Write the data out again, matching every line exactly.
----------------------------------------
PR #4493, opened 2020-03-11
Support Secrets Management File in the ElasticSearch 6/7 storage

wu-sheng:
### Secrets Management File Of ElasticSearch Username and Password 
The value of `secretsManagementFile` should point to the secrets management file absolute path. 
The file includes username and password of ElasticSearch server in the properties format.
```properties
user=xxx
password=yyy
```

The major difference between using `user/password` configs in the `application.yaml` and this file is, this file is being watched by the OAP server. 
Once it is changed manually or through 3rd party tool, such as [Vault](https://github.com/hashicorp/vault), 
the storage provider will use the new username and password to establish the connection and close the old one. If the information exist in the file,
the `user/password` will be overrided.


oap-server/server-storage-plugin/storage-elasticsearch-plugin/src/main/java/org/apache/skywalking/oap/server/storage/plugin/elasticsearch/StorageModuleElasticsearchProvider.java
```diff
@@ -117,6 +120,31 @@ public void prepare() throws ServiceNotProvidedException {
...
+                    if (secretsFileContent == null) {
+                        return;
+                    }
+                    Properties userAndPass = new Properties();
+                    userAndPass.load(new ByteArrayInputStream(secretsFileContent));
+                    config.setUser(userAndPass.getProperty("user"));
+                    config.setPassword(userAndPass.getProperty("password"));
+
+                    if (elasticSearchClient == null) {
+                        //In the startup process, we just need to change the username/password
```
kezhenxu94: Make `elasticSearchClient` volatile?

wu-sheng: Was thinking about this. But not sure. Does across Thread cache will keep forever? Because we are not sensitive this changed immediately, several seconds later is fine.
What do you think about this?

oap-server/server-library/library-client/src/main/java/org/apache/skywalking/oap/server/library/client/elasticsearch/ElasticSearchClient.java
```diff
@@ -119,6 +119,13 @@ public ElasticSearchClient(String clusterNodes,
     @Override
     public void connect() throws IOException, KeyStoreException, NoSuchAlgorithmException, KeyManagementException, CertificateException {
         List<HttpHost> hosts = parseClusterNodes(protocol, clusterNodes);
+        if (client != null) {
+            try {
+                client.close();
+            } catch (Throwable t) {
+                log.error("ElasticSearch client reconnection fails based on new config", t);
+            }
+        }
```
kezhenxu94: Same thread visibility problem for `client`, if the monitor thread failed to detect the `client` is initialized below(in line 129), the `client` is not closed and left open forever

wu-sheng: Good point.

oap-server/server-storage-plugin/storage-elasticsearch-plugin/src/main/java/org/apache/skywalking/oap/server/storage/plugin/elasticsearch/StorageModuleElasticsearchProvider.java
wu-sheng: Added.

wu-sheng:
@kezhenxu94 @JaredTan95 @hanahmily Could you help on testing on this? Change the JKS or ES username/password and trigger the secrets file changed, check whether the connection reestablishes successfully.

wu-sheng:
Features added. I add the JKS and pass into this secret management machenism.

### ElasticSearch 6 With Https SSL Encrypting communications.
- File at `trustStorePath` is being monitored, once it is changed, the ElasticSearch client will do reconnecting.
- `trustStorePass` could be changed on the runtime through **Secrets Management File Of ElasticSearch Authentication**

### Secrets Management File Of ElasticSearch Authentication
The value of `secretsManagementFile` should point to the secrets management file absolute path. 
The file includes username, password and JKS password of ElasticSearch server in the properties format.
```properties
user=xxx
password=yyy
trustStorePass=zzz
```

The major difference between using `user, password, trustStorePass` configs in the `application.yaml` and this file is, this file is being watched by the OAP server. 
Once it is changed manually or through 3rd party tool, such as [Vault](https://github.com/hashicorp/vault), 
the storage provider will use the new username, password and JKS password to establish the connection and close the old one. If the information exist in the file,
the `user/password` will be overrided.

docs/en/setup/backend/backend-storage.md
```diff
@@ -124,6 +126,20 @@ Such as, if dayStep == 11,
...
+### Secrets Management File Of ElasticSearch Authentication
+The value of `secretsManagementFile` should point to the secrets management file absolute path. 
+The file includes username, password and JKS password of ElasticSearch server in the properties format.
+```properties
+user=xxx
+password=yyy
+trustStorePass=zzz
+```
+
+The major difference between using `user, password, trustStorePass` configs in the `application.yaml` and this file is, this file is being watched by the OAP server.
```
JaredTan95: typo duplicated with `this file is`?

wu-sheng: Yes. And fixed.

JaredTan95:
tested `user/password` changed scenario, and LGTM:

```bash
······
	Caused by: org.elasticsearch.client.ResponseException: method [POST], host [http://localhost:9200], URI [/profile_task/type/_search?typed_keys=true&ignore_unavailable=false&expand_wildcards=open&allow_no_indices=true&search_type=query_then_fetch&batched_reduce_size=512], status line [HTTP/1.1 401 Unauthorized]
{"error":{"root_cause":[{"type":"security_exception","reason":"failed to authenticate user [elastic]","header":{"WWW-Authenticate":"Basic realm=\"security\" charset=\"UTF-8\""}}],"type":"security_exception","reason":"failed to authenticate user [elastic]","header":{"WWW-Authenticate":"Basic realm=\"security\" charset=\"UTF-8\""}},"status":401}
······
org.apache.skywalking.oap.server.library.client.elasticsearch.ElasticSearchClient - 176 [pool-2-thread-1] INFO  [] - elasticsearch cluster nodes: localhost:9200
```

PR #4507, opened 2020-03-13
RestTemplate async plugin ClassCastException

cngdkxw:
org.apache.skywalking.apm.plugin.spring.resttemplate.async.FutureGetInterceptor throw ClassCastException

before fix bug picture
image

after fix bug picture
image


wu-sheng:
Merged, welcome.

PR #4509, opened 2020-03-14
SkyWalking Cross Process Correlation Headers Protocol

mrproliu:

- [ ] Bug fix
- [x] New feature provided
- [ ] Improve performance

___
- Provide the data transmission protocol document.


docs/en/protocols/Skywalking-Cross-Process-Correlation-Headers-Protocol-v1.md
```diff
@@ -0,0 +1,24 @@
...
+(string key)-(string value) table in `Base64` encoded JSON format.
+
+Original value raw data `{"userKey1","userValue1","userKey2":"userValue2"}` string, the `Base64` encoded value
+`eyJ1c2VyS2V5MSIsInVzZXJWYWx1ZTEiLCJ1c2VyS2V5MiI6InVzZXJWYWx1ZTIifQ==`.
+
+## Recommendations of language APIs
+Recommended implementation in different language API.
+
+1. `CorrelationContext#set` and `CorrelationContext#get` are recommended to write and read the correlation context, with key/value string.
+1. The key should be added if it is inexistence.
```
----------------------------------------
• _Written solution_
PR #4493, opened 2020-03-11
Support Secrets Management File in the ElasticSearch 6/7 storage

wu-sheng:
### Secrets Management File Of ElasticSearch Username and Password 
The value of `secretsManagementFile` should point to the secrets management file absolute path. 
The file includes username and password of ElasticSearch server in the properties format.
```properties
user=xxx
password=yyy
```

The major difference between using `user/password` configs in the `application.yaml` and this file is, this file is being watched by the OAP server. 
Once it is changed manually or through 3rd party tool, such as [Vault](https://github.com/hashicorp/vault), 
the storage provider will use the new username and password to establish the connection and close the old one. If the information exist in the file,
the `user/password` will be overrided.


oap-server/server-storage-plugin/storage-elasticsearch-plugin/src/main/java/org/apache/skywalking/oap/server/storage/plugin/elasticsearch/StorageModuleElasticsearchProvider.java
```diff
@@ -117,6 +120,31 @@ public void prepare() throws ServiceNotProvidedException {
...
+                    if (secretsFileContent == null) {
+                        return;
+                    }
+                    Properties userAndPass = new Properties();
+                    userAndPass.load(new ByteArrayInputStream(secretsFileContent));
+                    config.setUser(userAndPass.getProperty("user"));
+                    config.setPassword(userAndPass.getProperty("password"));
+
+                    if (elasticSearchClient == null) {
+                        //In the startup process, we just need to change the username/password
```
kezhenxu94: Make `elasticSearchClient` volatile?

wu-sheng: Was thinking about this. But not sure. Does across Thread cache will keep forever? Because we are not sensitive this changed immediately, several seconds later is fine.
What do you think about this?

oap-server/server-library/library-client/src/main/java/org/apache/skywalking/oap/server/library/client/elasticsearch/ElasticSearchClient.java
```diff
@@ -119,6 +119,13 @@ public ElasticSearchClient(String clusterNodes,
     @Override
     public void connect() throws IOException, KeyStoreException, NoSuchAlgorithmException, KeyManagementException, CertificateException {
         List<HttpHost> hosts = parseClusterNodes(protocol, clusterNodes);
+        if (client != null) {
+            try {
+                client.close();
+            } catch (Throwable t) {
+                log.error("ElasticSearch client reconnection fails based on new config", t);
+            }
+        }
```
kezhenxu94: Same thread visibility problem for `client`, if the monitor thread failed to detect the `client` is initialized below(in line 129), the `client` is not closed and left open forever

wu-sheng: Good point.

oap-server/server-storage-plugin/storage-elasticsearch-plugin/src/main/java/org/apache/skywalking/oap/server/storage/plugin/elasticsearch/StorageModuleElasticsearchProvider.java
wu-sheng: Added.

wu-sheng:
@kezhenxu94 @JaredTan95 @hanahmily Could you help on testing on this? Change the JKS or ES username/password and trigger the secrets file changed, check whether the connection reestablishes successfully.

wu-sheng:
Features added. I add the JKS and pass into this secret management machenism.

### ElasticSearch 6 With Https SSL Encrypting communications.
- File at `trustStorePath` is being monitored, once it is changed, the ElasticSearch client will do reconnecting.
- `trustStorePass` could be changed on the runtime through **Secrets Management File Of ElasticSearch Authentication**

### Secrets Management File Of ElasticSearch Authentication
The value of `secretsManagementFile` should point to the secrets management file absolute path. 
The file includes username, password and JKS password of ElasticSearch server in the properties format.
```properties
user=xxx
password=yyy
trustStorePass=zzz
```

The major difference between using `user, password, trustStorePass` configs in the `application.yaml` and this file is, this file is being watched by the OAP server. 
Once it is changed manually or through 3rd party tool, such as [Vault](https://github.com/hashicorp/vault), 
the storage provider will use the new username, password and JKS password to establish the connection and close the old one. If the information exist in the file,
the `user/password` will be overrided.

docs/en/setup/backend/backend-storage.md
```diff
@@ -124,6 +126,20 @@ Such as, if dayStep == 11,
...
+### Secrets Management File Of ElasticSearch Authentication
+The value of `secretsManagementFile` should point to the secrets management file absolute path. 
+The file includes username, password and JKS password of ElasticSearch server in the properties format.
+```properties
+user=xxx
+password=yyy
+trustStorePass=zzz
+```
+
+The major difference between using `user, password, trustStorePass` configs in the `application.yaml` and this file is, this file is being watched by the OAP server.
```
JaredTan95: typo duplicated with `this file is`?

wu-sheng: Yes. And fixed.

JaredTan95:
tested `user/password` changed scenario, and LGTM:

```bash
······
	Caused by: org.elasticsearch.client.ResponseException: method [POST], host [http://localhost:9200], URI [/profile_task/type/_search?typed_keys=true&ignore_unavailable=false&expand_wildcards=open&allow_no_indices=true&search_type=query_then_fetch&batched_reduce_size=512], status line [HTTP/1.1 401 Unauthorized]
{"error":{"root_cause":[{"type":"security_exception","reason":"failed to authenticate user [elastic]","header":{"WWW-Authenticate":"Basic realm=\"security\" charset=\"UTF-8\""}}],"type":"security_exception","reason":"failed to authenticate user [elastic]","header":{"WWW-Authenticate":"Basic realm=\"security\" charset=\"UTF-8\""}},"status":401}
······
org.apache.skywalking.oap.server.library.client.elasticsearch.ElasticSearchClient - 176 [pool-2-thread-1] INFO  [] - elasticsearch cluster nodes: localhost:9200
```

PR #4507, opened 2020-03-13
RestTemplate async plugin ClassCastException

cngdkxw:
org.apache.skywalking.apm.plugin.spring.resttemplate.async.FutureGetInterceptor throw ClassCastException

before fix bug picture
image

after fix bug picture
image


wu-sheng:
Merged, welcome.

PR #4509, opened 2020-03-14
SkyWalking Cross Process Correlation Headers Protocol

mrproliu:

- [ ] Bug fix
- [x] New feature provided
- [ ] Improve performance

___
- Provide the data transmission protocol document.


docs/en/protocols/Skywalking-Cross-Process-Correlation-Headers-Protocol-v1.md
```diff
@@ -0,0 +1,24 @@
...
+(string key)-(string value) table in `Base64` encoded JSON format.
+
+Original value raw data `{"userKey1","userValue1","userKey2":"userValue2"}` string, the `Base64` encoded value
+`eyJ1c2VyS2V5MSIsInVzZXJWYWx1ZTEiLCJ1c2VyS2V5MiI6InVzZXJWYWx1ZTIifQ==`.
+
+## Recommendations of language APIs
+Recommended implementation in different language API.
+
+1. `CorrelationContext#set` and `CorrelationContext#get` are recommended to write and read the correlation context, with key/value string.
+1. The key should be added if it is inexistence.
```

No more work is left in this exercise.